=== GIVEN DATA ===
== Segment start ==
PR #1305, opened 2020-09-22
feat: add starting/max rates to BulkWriterOptions

thebrianchen:
Following up from the 555 discussion by adding option to set the initial and maximum rate of the throttler in BulkWriter.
== Segment end ==
=== TRY IT ===
Reproduce exactly what appears from the line containing "feat: add starting/max" down to the final line of the data.

=== EXERCISE RESPONSE ===
feat: add starting/max rates to BulkWriterOptions

thebrianchen:
Following up from the 555 discussion by adding option to set the initial and maximum rate of the throttler in BulkWriter.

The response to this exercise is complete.